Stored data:

= = = = =

PR #2036, opened 2023-06-27
Add `opt_level` argument to `rust_repository_set`.

konkers:
`rust_toolchain` allows setting of optimization level. This changes plumbs that into `rust_repository_set` to allow control when declaring toolchains through that rule.


rust/private/repository_utils.bzl
```diff
@@ -253,6 +253,7 @@ rust_toolchain(
     visibility = ["//visibility:public"],
     extra_rustc_flags = {extra_rustc_flags},
     extra_exec_rustc_flags = {extra_exec_rustc_flags},
+    {opt_level_arg}
```
UebelAndre, line 256: nit: you can instead pass `None` to `opt_level`
```suggestion
    opt_level = {opt_level_arg},
```

rust/private/repository_utils.bzl
```diff
@@ -324,6 +331,7 @@ def BUILD_for_rust_toolchain(
         llvm_profdata_label = llvm_profdata_label,
         extra_rustc_flags = extra_rustc_flags,
         extra_exec_rustc_flags = extra_exec_rustc_flags,
+        opt_level_arg = opt_level_arg,
```
UebelAndre, line 334: I think this cleans up the formatting a bit
```suggestion
        opt_level = repr(opt_level),
```

UebelAndre (changes requested):
Thanks! Just one minor nit if you don't mind 😄

rust/private/repository_utils.bzl
konkers: When `None` gets passed to `opt_level`, that overrides the default value and among other issues this line will error out: https://github.com/bazelbuild/rules_rust/blob/main/rust/toolchain.bzl#L471

UebelAndre: Sorry for the delay, `None` appears to allow the default to be used. I tested by hard-coding the value to `None` in this template and added a print to `toolchain.bzl`
```
DEBUG: /Users/rules_rust/rust/toolchain.bzl:465:10: {"dbg": "0", "fastbuild": "0", "opt": "3"}
```

UebelAndre (changes requested):

rust/private/repository_utils.bzl
konkers: Thanks for the feedback!  Just got back from out of town.   Did some more digging in.  The issues I encounter stems from how the `opt_level` argument to `rust_toolchain_tools_repository` is declared (https://github.com/bazelbuild/rules_rust/pull/2036/commits/3531265ea521516e1a1076014fb40205a693b8ef#diff-e1e53bc6cac78a1c114f07108364ea2a4956bba844b457bdd3c57ad30845fa09R417).  `attr.string_dict` defaults to `{}` when no value is given which get's passed down to the invocation to `rust_toolchain`.  `attr.string_dict` does not allow for `default = None` (giving a "parameter 'default' got value of type 'NoneType', want 'dict'" error).  A simple `opt_level = ctx.attr.opt_level if ctx.attr.opt_level else None,` in `_rust_toolchain_tools_repository_impl`'s invocation of `BUILD_for_rust_toolchain` fixes this issue.  I'll push a new patch today.

rust/repositories.bzl
```diff
@@ -413,6 +414,9 @@ rust_toolchain_tools_repository = repository_rule(
         "iso_date": attr.string(
             doc = "The date of the tool (or None, if the version is a specific version).",
         ),
+        "opt_level": attr.string_dict(
+            doc = "Rustc optimization levels.",
```
UebelAndre, line 418:
```suggestion
            doc = "Rustc optimization levels. For more details see the documentation for `rust_toolchain.opt_level`.",
```

UebelAndre (approved):
Thank you, looks good to me!

One final nit for docs but can merge after a rebase 😄

rust/repositories.bzl
konkers: Done

PR #2043, opened 2023-07-01
Moved legacy protobuf rules to `proto/protobuf`

UebelAndre:
This aligns better with the `//proto` package now having multiple kinds of rules.


illicitonion (approved):
Any thoughts on whether we should rename and/or merge the repository rules for setting up the legacy and the prost/tonic toolchains?

Right now I think they have pretty similar names, and the difference isn't super clear?

illicitonion:
> > Any thoughts on whether we should rename and/or merge the repository rules for setting up the legacy and the prost/tonic toolchains?
> > Right now I think they have pretty similar names, and the difference isn't super clear?
> 
> I was thinking there should be no root level macros anymore to disambiguate the two. What do you think?

Sounds reasonable - I'd be tempted to `s/rust_proto_dependencies/rust_proto_protobuf_dependencies/` or something similar to make the call sites slightly more clear, but I don't really mind :)

UebelAndre:
> Sounds reasonable - I'd be tempted to `s/rust_proto_dependencies/rust_proto_protobuf_dependencies/` or something similar to make the call sites slightly more clear, but I don't really mind :)

Would you do the same for `prost`?
`rust_proto_prost_dependencies` and `rust_proto_protobuf_dependencies`?

illicitonion:
> > Sounds reasonable - I'd be tempted to `s/rust_proto_dependencies/rust_proto_protobuf_dependencies/` or something similar to make the call sites slightly more clear, but I don't really mind :)
> 
> Would you do the same for `prost`? `rust_proto_prost_dependencies` and `rust_proto_protobuf_dependencies`?

Honestly happy either way. I lean towards no because we want it to be the only way in the future, but I would be ok with yes because it's not the only way today.

PR #2044, opened 2023-07-01
Fix prost proto packages not sanitizing to valid module names

UebelAndre:
This normalizes module names to be consistently written as lowercase. When given extravagant package names `prost-build` will snake_case package names `PackageX.FooBar` would become `package_x.foo_bar`. This change contains two commits where the first solves a bug where the extern paths that the process wrapper generated did not match the the paths `prost-build` would render. Sanitizing these to lowercase is the simplest fix. The second commit contains a change to add snake_case support by bringing in the same library `prost-build` uses to do the same logic but is a more complicated implementation. I personally lean toward the simpler solution but leave it up to my reviewers.

### DIFF
--- a/proto/prost/private/3rdparty/BUILD.heck.bazel
+++ b/proto/prost/private/3rdparty/BUILD.heck.bazel
@@ -1,0 +1,20 @@
+load("@rules_rust//rust:defs.bzl", "rust_library")
+
+package(default_visibility = ["//visibility:public"])
+
+rust_library(
+    name = "heck",
+    srcs = glob(["**/*.rs"]),
+    crate_features = [
+        "default",
+    ],
+    crate_root = "src/lib.rs",
+    edition = "2018",
+    rustc_flags = ["--cap-lints=allow"],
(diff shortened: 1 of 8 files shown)


UebelAndre:
cc @freeformstu curious on your thoughts if this continues to work for your needs too.

freeformstu:
I think this looks great. I'm fine with the additional dependency, that doesn't bother me, and it makes it more correct.

UebelAndre:
> TLDR: Should commit 2 be dropped in favor of the simpler implementation?
> 
>     * Commit 1 - Sanitize rust module names to lowercase
> 
>     * Commit 2 - Bring in a new dependency to sanitize to snake case the way `prost-build` does.

Also curious if @hlopko has thoughts here. How would you expect the package names to be normalized and do you think the added complexity should be added to match the way Prost does things?

illicitonion (approved):
Thanks!

I would lean towards faithfully minicing `prost-build`'s behaviour as the second commit does.

PR #2061, opened 2023-07-13
Example of rust dynamically linking cc shared library

daivinhtran:


UebelAndre (changes requested):
Thanks, Great idea!

I had just one request 😄

PR #2063, opened 2023-07-13
Updated crate_universe dependencies

UebelAndre:
Changes:
- Updates various dependencies in `//crate_universe:Cargo.toml`
- Update the Rust edition for crate_universe to 2021
- Update crate_unverse version to `0.9.0`
- Pin back dependencies for rust_analyzer to support Rust 1.62.0


UebelAndre:
@illicitonion friendly ping 😄

.bazelci/presubmit.yml
```diff
@@ -3,7 +3,7 @@ aspects_flags: &aspects_flags
   - "--config=rustfmt"
   - "--config=clippy"
 min_rust_version_shell_commands: &min_rust_version_shell_commands
-  - sed -i 's|^rust_register_toolchains(|rust_register_toolchains(versions = ["1.63.0"],\n|' WORKSPACE.bazel
+  - sed -i 's|^rust_register_toolchains(|rust_register_toolchains(versions = ["1.64.0"],\n|' WORKSPACE.bazel
```
illicitonion, line 6: What necessitates this bump? I think we were originally aiming for 2 years of rust versions, which would be 1.62.0 - is there an important reason we need to bump MSRV, or is there a small update we could not perform to keep 1.63.0 compatibility?

UebelAndre: The failure can be seen here: https://buildkite.com/bazel/rules-rust-rustlang/builds/9038#018954c9-91f8-44cc-a55d-a26c40cfc903

[rustix](https://crates.io/crates/rustix) seems to be the culprit

illicitonion: Could you downgrade `is-terminal` to `0.4.7` which I think will bring us back to 1.62.0?

UebelAndre: Yeah, that then leaves [libgit2-sys](https://crates.io/crates/libgit2-sys) https://buildkite.com/bazel/rules-rust-rustlang/builds/9040#018954e3-34cf-46ef-83d9-3cc5348d11e2

illicitonion: Shall we drop that one back to its previous version?

UebelAndre: Alas, there's now https://buildkite.com/bazel/rules-rust-rustlang/builds/9044#018954f7-378c-4b72-9c44-62f375aa617d for `ignore`

UebelAndre: Ok, everything seems to be happy now 😄

illicitonion (approved):
Thanks!

PR #2070, opened 2023-07-20
Remove cfg exec from linker_scripts attribute.

granaghan:
When cross compiling and generating linker scripts based on previous rust_binary outputs, this constraint causes the rust_binary to incorrectly get rebuilt for exec.


krasimirgg:
Looks reasonable! My interpretation is that linker scripts are like source files to be fed to the linker, analogously how source files are fed to a compiler, hence non-exec.

Thank you!

krasimirgg (approved):

PR #3259, opened 2025-02-11
Add support for ppc64le architecture

Jenkins-J:
Allow rules_rust module to be used on the ppc64le architecture.

### DIFF
--- a/rust/platform/triple.bzl
+++ b/rust/platform/triple.bzl
@@ -120,7 +120,7 @@ def get_host_triple(repository_ctx, abi = None):
     # Detect the host's cpu architecture
 
     supported_architectures = {
-        "linux": ["aarch64", "x86_64", "s390x"],
+        "linux": ["aarch64", "x86_64", "s390x", "powerpc64le"],
         "macos": ["aarch64", "x86_64"],
         "windows": ["aarch64", "x86_64"],
     }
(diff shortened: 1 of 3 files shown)


rust/platform/triple.bzl
```diff
@@ -117,7 +117,7 @@ def get_host_triple(repository_ctx, abi = None):
     # Detect the host's cpu architecture
 
     supported_architectures = {
-        "linux": ["aarch64", "x86_64", "s390x"],
+        "linux": ["aarch64", "x86_64", "s390x", "powerpc64le"],
```
UebelAndre, line 120: Is the host platform ever gonna be powerpc? I think the only changes you need are what was done in `rust/platform/triple_mappings.bzl`.

UebelAndre (changes requested):
Thanks! Just one question though

rust/platform/triple.bzl
Jenkins-J: If I understand correctly, the host platform is the platform the bazel binary is executed on. When attempting to utilize rules_rust and executing bazel on a ppc64le host, I did receive the failure message from `_validate_cpu_architecture`, causing the build to fail. Marking it as supported here seems necessary to avoid failure in that case.

UebelAndre (approved):

UebelAndre:
@Jenkins-J Looks like this PR will need to be rebased and the crate_universe examples repinned.

UebelAndre:
> @UebelAndre I was able to rebase the PR. What is the recommended way to repin the crate_universe examples? I am not familiar with that process. Is there a specific bazel rule in the cargo_universe directory that I must run with `CARGO_BAZEL_REPIN=1` set?

@Jenkins-J you should be able to run this script and commit the results: [//util/repin_all.sh](https://github.com/bazelbuild/rules_rust/blob/4d023c13d3808af074afecdcb300dc232bc1699d/util/repin_all.sh)

PR #3268, opened 2025-02-13
Silence noisy cross_rs warnings

UebelAndre:


crate_universe/tools/cross_installer/patches/cross_rs.static_mut_refs.patch
UebelAndre, line 1: This patch can be removed once https://github.com/cross-rs/cross/issues/1561 is addressed.

illicitonion (approved):

PR #3271, opened 2025-02-14
Propagate cc_library defines to clang

nbdd0121:
Currently if `cc_library` uses `defines = [...]`, it won't be picked by bindgen.

This is a 2-line fix to add the support (with tests).


UebelAndre (approved):
Thanks!

PR #3276, opened 2025-02-17
Added expected providers to `rust_prost_library`.

UebelAndre:
This should help with aspects ability to discover these targets.


UebelAndre:
> We ran into a similar issue recently, where `rust_prost_library` wasn't exposing all the necessary providers, and as such was causing a missing symbols error after linking.

Interesting, do you have a minimal repro for the issue? I've not encountered linker issues with these prost rules before.

illicitonion (approved):

alexkirsz:
@UebelAndre Our repro case involved `rules_swift` Swift libraries depending on Rust libraries, so it was a bit involved. I'll see if I can get a more minimal repro case for this.

PR #3298, opened 2025-02-26
Allow target names containing `.` for rust_test_suite macro.

vaibhav-1207:
1. Computes `crate_name` attribute for each target globed by rust_test_suite by replacing all the existing illegal characters and `.` from the target name. This helps to glob target names containing `.` and also prevents collisions of crate_name.
2. Adds `_test` suffix to test_name of each target to standardize the naming convention.


vaibhav-1207:
Done, PTAL!

krasimirgg (approved):
Thank you!

PR #3315, opened 2025-03-09
Moved all integration tests to `test/integration`

UebelAndre:
Integration tests in this context are defined as any tests which are expected to be run as it's own workspace (aka, have their own `WORKSPACE.bazel`/`MODULE.bazel` files). This makes the number of these easily identifiable and defines a pattern for how to introduce more going forward.

Additionally, this change moved the `cc_common_link` examples to use bzlmod.


illicitonion (approved):
Sure!

PR #3316, opened 2025-03-09
Implement priority support for extract_cargo_lints rule

havasd:
Clippy prioritizes the lint flags based on the order in the command line. This can be ordered by the priority field in the Cargo.toml file. More information: https://doc.rust-lang.org/cargo/reference/manifest.html#the-lints-section

Additionaly generate empty files when lints are not present in Cargo.toml file instead of throwing an error. This makes generation of such rules easier

FYI: @ParkMyCar


ParkMyCar:
Nice! Thanks @havasd!

illicitonion (approved):
Seems reasonable! Thanks!

PR #3320, opened 2025-03-10
Add firefox linux binaries for `rust_wasm_bindgen_test`

UebelAndre:
The firefox binaries are only available for linux since there is no easy way to extract a `.dmg` for macos and the `.exe` that firefox distributes for the relevant platforms.

Additionally, the `@rules_rust_wasm_bindgen//:test_browser` setting moved to `@rules_rust_wasm_bindgen//settings:test_browser`


UebelAndre:
Without this the Bazel Central Registry CI would have failed since it runs `bazel test //...` and would have hit the issue mentioned here:
- https://github.com/bazelbuild/rules_rust/pull/3267#discussion_r1986122280

illicitonion (commented):
When I have a moment I'll try to get macOS working for this, but I'm not sure when I'll have a moment :) Definitely feel free to if you have any time/inclination!

illicitonion (approved):

UebelAndre:
> When I have a moment I'll try to get macOS working for this, but I'm not sure when I'll have a moment :) Definitely feel free to if you have any time/inclination!

I mean, I developed this on a Mac. If you extract firefox from the dmg (e.g. from https://ftp.mozilla.org/pub/firefox/releases/136.0/mac/en-US/) then this works just fine. Ideally there would be a rule that could do this extraction or Mozilla would host the apps in a tar file somewhere 😅

PR #1462, opened 2024-01-20
update HTML helper

zanoon2020:
update search and filteration script

now you can filter by status and search for specific test name within filtered status only and vice versa


MohabMohie:
@zanoon2020 & @MahmoudElSharkawy shall we merge this?

MahmoudElSharkawy (approved):

PR #1471, opened 2024-01-25
update type method

zanoon2020:
adding try and catch to catch exception and add screenshot to fail message


MohabMohie (commented):
this is exactly the correct fix.

PR #1490, opened 2024-02-13
Allure report hotfix

MustafaAgamy:


src/main/java/com/shaft/listeners/TestNGListener.java
```diff
@@ -203,14 +203,14 @@ public void onExecutionFinish() {
...
         Thread.ofVirtual().start(GoogleTink::encrypt);
-        Thread.ofVirtual().start(AllureManager::openAllureReportAfterExecution);
         Thread.ofVirtual().start(ReportManagerHelper::logEngineClosure);
         try {
             summaryReportGeneration.join();
             allureArchiveGeneration.join();
         } catch (InterruptedException e) {
             throw new RuntimeException(e);
         }
+        AllureManager.openAllureReportAfterExecution();
```
MohabMohie: Why are we calling it outside the virtual thread?

src/main/java/com/shaft/tools/io/internal/AllureManager.java
```diff
@@ -153,11 +160,12 @@ private static void createAllureListenersMetaFiles() {
                 "io.qameta.allure.listener.StepLifecycleListener", "io.qameta.allure.listener.TestLifecycleListener").forEach(fileName -> FileActions.getInstance(true).writeToFile(Properties.paths.services(), fileName, "com.shaft.listeners.AllureListener"));
     }
 
-    private static void writeAllureReport() {
+    public static void writeAllureReport() {
```
MohabMohie: Why is it public now?

src/main/java/com/shaft/tools/io/internal/AllureManager.java
```diff
@@ -153,11 +160,12 @@ private static void createAllureListenersMetaFiles() {
...
         String commandToCreateAllureReport;
         allureBinaryPath = allureExtractionLocation + "allure-" + SHAFT.Properties.internal.allureVersion()
                 + "/bin/allure";
         String outputDirectory = System.getProperty("user.dir") + File.separator + "target" + File.separator + allureReportPath;
+        allureOutPutDirectory = outputDirectory;
```
MohabMohie: We don't need the local variable, and we don't need to assign value inside this method for the global variable, we can assign on the same declaration line since the path is static.

MohabMohie (changes requested):

MohabMohie (approved):

PR #1518, opened 2024-03-07
Added new separate class for handling attachments

MustafaAgamy:
- AttachementReporter Class Added containing the newly added logic for handling attachments
- Some Enhancements are made to the logic :
1- LinkedHashMap is now used instead of HashMap
2- Switch case now switches over the LinkedHashMap key instead of the AttachementType for better consistency
3- Get Attachment Case now returns  empty string ("") for better readability


MohabMohie (approved):
looks great, I validated an API and GUI sample and everything looks awesome.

= = = = =

WHAT THE EXERCISE ASKS | Write the number of lines above that contain the string "MahmoudElSharkawy", and nothing besides.

RESULT OF THE TASK | 2